Federal Regulations Affecting Telehealth

Three major federal-level changes in regulation will continue to affect access to telehealth services:

  1. The U.S. Department of Health and Human Services (HHS) announcement that renewed the Public Health Emergency (PHE). 

On Oct. 15, 2021, HHS renewed the determination of a PHE for another 90 days which extends to Jan. 15, 2022. This renewal also affects the regulations extending flexibility and funding linked to the PHE.

  1. The Federal Communications Commission (FCC) approved nearly $42 million in funding for the COVID Telehealth Program. 

On Aug. 26, 2021, the FCC approved awarding almost $42 million to healthcare providers. This awarded funding will continue to be allocated to reimbursement for telecommunication services, information technology, and devices required to enable telehealth.

  1. The Biden Administration committed $19 million to expand telehealth to rural and underserved communities.  

Overseen by the Health Resources and Services Administration (HRSA), $19 million has been allocated to strengthen telehealth services in rural and underserved communities. The $19 million will be used for information programs and services to expand access to telehealth in the following areas:

  • $4.2 million will be awarded through the Telehealth Technology-Enabled Learning Program (TTELP) to nine organizations to develop telementoring programs.
  • $4.55 million will be awarded through Telehealth Resource Centers (TRCs) to provide information, assistance, and education to providers seeking to deliver care via telehealth.
  • $3.85 million will be awarded through the Evidence-Based Direct to Consumer Telehealth Network Program (EB THNP) to 11 organizations to help health networks improve access to telehealth services and assess effectiveness.
  • $6.5 million will be awarded through Telehealth Centers of Excellence (COE) to two organizations to evaluate telehealth strategies and services specifically for rural medically underserved communities.

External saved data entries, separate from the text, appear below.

PR #678, opened 2025-02-22
Lvl Macros

SonicTheHedgeHog64:
for dynos levels that use the normal macros

image

### DIFF
--- a/data/dynos_bin_pointer.cpp
+++ b/data/dynos_bin_pointer.cpp
@@ -136,6 +136,12 @@ static PointerData GetDataFromPointer(const void* aPtr, GfxData* aGfxData) {
         return { builtinActor, 0 };
     }
 
+// Built-in Level Macros
+    auto builtinLvlMacro = DynOS_Builtin_LvlMacro_GetFromData((const MacroObject*)aPtr);
+    if (builtinLvlMacro != NULL) {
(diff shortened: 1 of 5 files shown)


data/dynos_bin_pointer.cpp
```diff
@@ -136,6 +136,12 @@ static PointerData GetDataFromPointer(const void* aPtr, GfxData* aGfxData) {
         return { builtinActor, 0 };
     }
 
+// Built-in Level Macros
```
Isaac0-dev: please fix this indentation

data/dynos_mgr_builtin.cpp
```diff
@@ -441,9 +442,58 @@ s32 DynOS_Builtin_Actor_GetCount() {
     return sizeof(sDynosBuiltinActors) / (2 * sizeof(sDynosBuiltinActors[0]));
 }
 
-  ////////////////
- // Level Geos //
```
Isaac0-dev, line 445: it looks like you removed the comment for level geos?

avereyishere: 👍🏾

data/dynos_bin_pointer.cpp
avereyishere: 👍🏾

Additional Resources for Telehealth Data for Providers

Regulators and policymakers base decision-making on a variety of sources, including reports by federal and peer-reviewed organizations such as the U.S. Department of Health and Human Services’ Office of Inspector General (HHS-OIG) and the Journal of the American Medical Association (JAMA). In order to stay updated on providing premium patient care via telehealth, providers should also review these reports as updated telehealth studies are recently emerging due to the pandemic.

Recent HHS-OIG and JAMA Reports and Findings

On Oct. 21, 2021, HHS-OIG reported finding that 84% of Medicare beneficiaries received telehealth services from providers with whom they already had an established relationship.

In Oct. of 2021, JAMA published a study evaluating the association between the growth of virtual care and healthcare in an integrated delivery network and found that COVID caused in-person visits to decline and virtual services to increase, with no significant change in the overall use of healthcare services. This study suggests that while COVID caused in-person visits to decline and virtual services to increase, there was no significant change in the overall use of healthcare services with evidence that virtual care was substitutive, rather than additive in the ambulatory care setting.

In Sept. 2021, HHS-OIG released two telehealth reports focusing on telemental health delivery through managed care organizations. One is a report from states on challenges while using telehealth to provide behavioral health services. The other reports the opportunities to strengthen oversight and evaluation of telehealth for behavioral health.

How to Remain Compliant With Changing Telehealth Regulations

Staying up to date and taking advantage of resources can be difficult for providers who are already under excess strain due to the pandemic. It is also a challenge for administrative staff to keep up with the changing regulations and best practices in telemedicine, which are changing almost monthly.